We arrived in Bluff Lake, British Columbia at 1:30AM from various places: Roger and I driving 30 hours from Wyoming, Jeremy flying in from California and Dane just finishing up class in Vancouver. We had been talking about it for a while now, applied for the funding from the Instructor Development Fund, but still it had just been this idea: a ski expedition to the Waddington Range in British Columbia, home to some very remote, high peaks and endless miles of glaciers with real hazards.
And now it was here. As we all had a mix of skills in mountaineering, winter and rock climbing, we were excited to bring them all together for this trip with the hope of being able to ski and explore this remote, pristine place.
Before we knew it, we were flying into the mountains with White Saddle Air. We were dropped off on the Dais Glacier, where we quickly set up camp in typical NOLS fashion with our megamid cook shelter, snow-sculpted kitchen and seating area. An evening scouting mission of the Dais Glacier gave us some important information about the current conditions.

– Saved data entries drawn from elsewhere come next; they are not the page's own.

Issue #340, opened 2016-09-20
Extract akka-http-model, make akka-http-core depend on it


ktoso:
Thanks to that Play could use it for their typed headers feature (and later on entire model perhaps).
The model should include the parsing things as well.

It's ok that model depends on akka-streams, we like the entities being modeled as streams.

Discussed Play roadmap with @wsargent and this would be a great win for both of the projects we think.

viktorklang:
:+1:

-- 
Cheers,
√

ktoso:
Hi @wsargent @gmethvin @schmitch,
so I looked into this and we talked it over in the team as well.
When looking at what akka-http would actually become we found that it would contain very little classes, mostly just the `Http` "entry point object" and some server internals (around 20 classes in total, all of it).

We were thinking with @patriknw that we're not sure the split is that important, rationale:
- it would make a lot of sense if splitting (core / model) would allow Play to avoid some additional dependencies... but we don't add any dependencies in akka-http-core – it is just the parsing / model / ~20 server classes.
- it would be tricky, but doable, with regards to splitting up where we get settings from - mostly it's about the parsers which get settings depending on if they're "server" or "client", so it's weird to talk about "server" or "client" in the model module itself, but in practice it makes sense so that's what we have now.

Do you think the split is really needed and would speed up adoption of the model by Play, or not so much (sounded useful, but not that important once you look at it)?
We need to decide this very soon, as we're trying to release a stable version as-soon-as-possible.

Have a look at what's inside akka-http-core and let me know,
if you strongly feel about the split and it really would contribute to quicker adoption we could do it, but if not we feel it's not enough bang-for-buck. Esp if we'll be considering the akka-http backend more seriously...

Open to suggestions, please comment!

schmitch:
Somehow I lost the issue...

Actually the first thing I actually wanted to use in play wasn't the model, I actually worked on the Uri Parsing for our netty backend and we looked into [scala-uri](https://github.com/NET-A-PORTER/scala-uri), however that pulls in `spray-json` and `parboiled` which pulls in `shapeless`, so that means we either need to shim it like akka did it or maybe reuse the akka stuff here.

I actually raised that to the typesafe/lightbend people and I guess they enlarged it since we also have and issue to use [typesafe headers](https://github.com/playframework/playframework/issues/5811) which we might can reuse from akka-http.

[...]

PR #2118, opened 2018-07-16
[WIP] Initial attempt to extract model module

jlprat:
Really rough Work In Progress. However, feedback is really welcomed!

MiMa will complain, and the tests are not compiling yet.

While pulling the `model` out, I needed to move some more (too much?) classes over as well.
I also have a problem I don't understand with Implicits and `JavaMapping`. They are somehow not recognised and need to be defined as `val`s locally.


akka-http-core/src/main/scala/akka/http/impl/util/JavaMappingCore.scala
```diff
@@ -0,0 +1,35 @@
...
+
+package akka.http.impl.util
+
+import akka.annotation.InternalApi
+import akka.http.javadsl.{ ConnectionContext, HttpConnectionContext, HttpsConnectionContext, settings ⇒ js }
+import akka.http.{ javadsl ⇒ jdsl, scaladsl ⇒ sdsl }
+
+/** INTERNAL API */
+@InternalApi
+private[http] object JavaMappingCore extends JavaMappings {
```
jlprat: To avoid moving all those classes to the `akka-http-model` module, I split the `JavaMapping` into 2 different files.

akka-http-core/src/main/scala/akka/http/javadsl/ClientTransport.scala
```diff
@@ -33,6 +33,7 @@ abstract class ClientTransport {
  */
 @ApiMayChange
 object ClientTransport {
+  implicit val ct = akka.http.impl.util.JavaMappingCore.ClientTransport
```
jlprat: For some reason, if I import `JavaMappingCore._` the implicit objects are not picked, I need to manually put them into scope

akka-http-model/src/main/scala/akka/http/impl/util/JavaMapping.scala
```diff
@@ -66,7 +65,7 @@ private[http] trait JavaMapping[_J, _S] extends J2SMapping[_J] with S2JMapping[_
 
 /** INTERNAL API */
 @InternalApi
-private[http] object JavaMapping {
+private[http] trait JavaMappings {
```
jlprat: In an attempt to re-use the implicits defined here, I renamed it and converted to a trait, so the counter part in `akka-http-core` can extend it as well.

jlprat:
Refs #340 BTW

ktoso:
Heads up / fair warning: that such move may end up being too disruptive and may not get in.
Please give some time for initial review before spending a lot of time on it :)

jlprat:
Sure, I spend some time doing this move back and forth. I think it's still quite binary compatible, but the whole `JavaMapping` doesn't work as it should. Also the cut is not clean, and I understand this might be one of the reasons why it might not get in. I wanted to give it a try and see how coupled `core` and `model` were. The answer seems to be, quite coupled.
I will wait for some reviews to spend more time on this one :)

build.sbt
```diff
@@ -99,13 +99,22 @@ lazy val parsing = project("akka-parsing")
...
   .settings(AutomaticModuleName.settings("akka.http.core"))
-  .dependsOn(parsing)
+  .dependsOn(httpModel)
   .addAkkaModuleDependency("akka-stream", "provided")
   .addAkkaModuleDependency("akka-stream-testkit", "test")
   .settings(Dependencies.httpCore)
   .settings(VersionGenerator.versionSettings)
   .enablePlugins(BootstrapGenjavadoc)
 
+lazy val httpModel = project("akka-http-model")
```
naderghanbari: - Maybe this could come before `httpCore`:
  - a tiny bit more sequential in terms of dependency, `httpModel` depends on `parsing` and `httpCore` depends on `httpModel`.

- Should the `root` project aggregate `httpModel` as well?

jlprat:
Shall we close this one?

akka-http-core/src/main/scala/akka/http/javadsl/ClientTransport.scala
jrudolph: It's probably because of name clashes. Maybe renaming the instances would be enough for imports to work.

jrudolph:
> Shall we close this one?

Yep, maybe close it for now. It's already a great first step. I've also lying a branch around somewhere where I tried to disentangle things a bit more to achieve cross-compilation with scalaJS. It was lots of work and in the end the interesting parts didn't work with scalaJS anyway (it seems parboiled generates too complicated code for the header parsers).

The Dais is the first half of the route up Mount Waddington, which we were hoping to climb and then ski down. Within minutes of stepping onto the more featured section of the glacier, we found many shallow bridges over crevasses. As we traveled that afternoon, and a few days later when we scouted the whole route up the Dais, we found an isothermic snow pack and slushy, melting bridges. In other words, not ideal conditions for steep lines and complex glacier travel.
Over the course of our nine days there we had lots of opportunities to learn, complex terrain to manage and group decisions to make. Most of these things I will try to demonstrate by explaining a day on our trip.
We woke up at 6:00AM. Conversing tent to tent via the walkie-talkies, we determined it was sunny and time to get going. We set out across the Dais to try and summit Cavalier Peak. Roger led first across the glacier and up the ridge, where we stayed roped with a few cracks to manage. After more ridge travel, we boot packed up the couloir that led to the summit with our skis on our backs. We stopped 100 feet or so short of the summit due to a cornice hazard.
After hitting nice corn snow all the way skiing down, we skinned back across the flat glacier for snacks and a mid afternoon rest. At 5:00pm we set out again and skinned up Regal Dome on the Regal Glacier. This would soon become our go-to run near camp. The perfect evening light hit the slope as we transitioned to ski spring snow all the way back to camp.
Every day we took turns leading, managing crevasse hazards and engaging the group in decisions. In the end, we decided we did not have the right conditions or window of reliable weather to climb and ski Mount Waddington.
We did summit and ski Mount Munday. At 11,010 feet, it was the first mountain climbed in the Waddington Range by the Mundays in 1936. During the trip we used many technical and leadership skills we currently had and applied them to traveling in new terrain.
We will all individually use the experience we gained on NOLS courses as we continue to work. Thanks, NOLS, for helping support us!